My bro and i were told all about sex and the birds and bees. Its the reason I never lost V early and neither did my bro. 

But my mom's family has a history of having babies early and not being terribly educated. and not telling the kids anything.

and thats more draining and more dangerous to a society than having the state having it in school curriculums.

letting 100% parents go be stupid and not having the state provide some education like that? I'd say Oh no no, a mother****ing no....


----------



## Bill Mattocks (Aug 17, 2010)

Blade96 said:


> letting 100% parents go be stupid and not having the state provide some education like that? I'd say Oh no no, a mother****ing no....



This is the argument, boiled down to the essence:

*The state has the right to take action to protect itself from economic costs incurred by the poor choices made by citizens.*

In other words, if parents won't teach their children about sex, the the state suffers economically and therefore must protect itself by doing the teaching instead of the parents.

However, this means that the state has the right to make you exercise, lose weight, eat a healthy diet.  Our poor nutrition and lack of exercise and obesity cost the state FAR MORE than teens having babies.  Do you agree?  If you agree that the state has the right to protect itself from the poor choices its citizens make, then you must agree.

In reality, our system of laws give the government very little power over the upbringing of children, and that's intentional.  We'd rather live in a nation of children raised according to their parent's wishes than live in a society of state-run, state-approved set of beliefs and morals.
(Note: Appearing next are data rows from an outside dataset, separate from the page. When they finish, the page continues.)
Issue #3357, opened 2024-08-14
gadgets' READMEs are out of sync with gadgets/README.template


alban:
## Description

We have a Makefile rule to automatically update gadgets' READMEs with the list of flags defined in gadget.yaml.
```
make -C gadgets trace_exec/README.md
```

But commit c1acdfeed6936a957f2e4e4eef153da677d0297f changed the documentation without using the template, so it is out of sync.

cc @mauriciovasquezbernal @sniok

## Impact

We can no longer use `make` to update the documentation when flags change.

PR #3358, opened 2024-08-14
gadgets/readmes: update all gadgets documentation

alban:
# gadgets/readmes: update all gadgets documentation

The templates are updated. When a new ebpf param is added in a gadget, the readmes can be updated **in place** with:
```
make -C gadgets readmes
```

4 gadgets didn't have a README.mdx (lsm, malloc, signal, ssl). This is now fixed.

Fixes: https://github.com/inspektor-gadget/inspektor-gadget/issues/3357

## How to use

```
make -C gadgets readmes
```

## Testing done

None


gadgets/README.template
```diff
@@ -1,27 +1,38 @@
...
-### `--{{ index $flag "key" }}`
-{{ index $flag "description" }}
-
-Default value: "{{ index $flag "defaultValue" }}"
-{{ end -}}
-{{- else -}}
-No flags.
-{{- end -}}
+
+TODO
```
mauriciovasquezbernal, line 34: Can't it be generated too?

gadgets/trace_bind/gadget.yaml
```diff
@@ -56,9 +56,9 @@ datasources:
           columns.width: 10
 ebpfParams:
   ignore_errors:
-    key: ignore_errors
+    key: ignore-errors
     alias: i
-    defaultValue: ""
+    defaultValue: "true"
```
mauriciovasquezbernal, line 61: note: It's actually not needed anymore as we're getting these from the ebpf object. (I'll open an issue / PR to clean it up).

gadgets/snapshot_socket/README.mdx
```diff
@@ -1,6 +1,6 @@
 ---
 title: snapshot_socket
-sidebar_position: 35
+sidebar_position: 40
```
mauriciovasquezbernal, line 3: The idea was to use multiples of 10 for the existing gadgets and then start filling the spaces with the new ones. But I suppose this approach of changing the position for all of them works as well. I'm wondering if the script you included in the commit message should be a makefile target.

mauriciovasquezbernal (approved):
LGTM from a quick inspection. I'm wondering if the scripts you used to update the files (change the index and the digest) should be part of the makefile.

gadgets/README.template
alban: The flags section are generated by `README-flags.template` and it does in-place update.


`README.template` is only used when the gadget's `README.mdx` does not exist yet.

alban:
> I'm wondering if the scripts you used to update the files (change the index and the digest) should be part of the makefile.

I am adding the script for renumbering in the Makefile.

But I don't think the digest update can be done in the Makefile anymore: the templates are updating README.mdx and not README.md anymore. And artifacthub-pkg.yml is using README.md, which is no longer automatically generated. So the Makefile does not have a way to detect when README.md is modified. In the script, I specified the list of gadgets manually because of this:
```
DATE=$(date -u +"%Y-%m-%dT%H:%M:%SZ")
for i in trace_lsm trace_malloc trace_signal trace_ssl trace_tcpconnect  ; do sed -i "s/^digest:.*$/digest: $DATE/g" gadgets/$i/artifacthub-pkg.yml ; done
```

mauriciovasquezbernal:
There was still a missing piece: #3364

The upside of freedom is that we have the right to raise our children as we wish.  The downside of freedom is that if we do a sucky job of it, we all suffer as a result.  Your argument is that society has more of a right to intervene than parents have to raise their own children.  Your argument about the costs of non-interference has merit.  However, it also implies costs in terms of interference in all other aspects of our freedom.  I don't approve of giving away of freedom to save money.


----------



## Ramirez (Aug 17, 2010)

Bill Mattocks said:


> The upside of freedom is that we have the right to raise our children as we wish. .



  Not quite,  the state intervenes in the raising of children all the time,  it mandates a minimum level of care and education. Children are not possessions but citizens.

   There are strict laws on what can and can't be done ,  you can't be beating the hell out of your children because that is what you wish, the state will quickly come in and do something about that.

  The question is where to draw the line on state intervention.  There was a good post earlier that parents can deal with the morality of sex and the government deal with the mechanics of birth control.

  That makes sense, somehow I think most parents will avoid going through the standard instruction of using a banana to show how to slip on a condom.


----------



## Bill Mattocks (Aug 17, 2010)

Ramirez said:


> Not quite,  the state intervenes in the raising of children all the time,  it mandates a minimum level of care and education. Children are not possessions but citizens.
> 
> There are strict laws on what can and can't be done ,  you can't be beating the hell out of your children because that is what you wish, the state will quickly come in and do something about that.
> 
> ...



The state says how fast I can drive my car, but they can't tell me what color to paint it.  Just because the state has some controls doesn't mean it has all controls.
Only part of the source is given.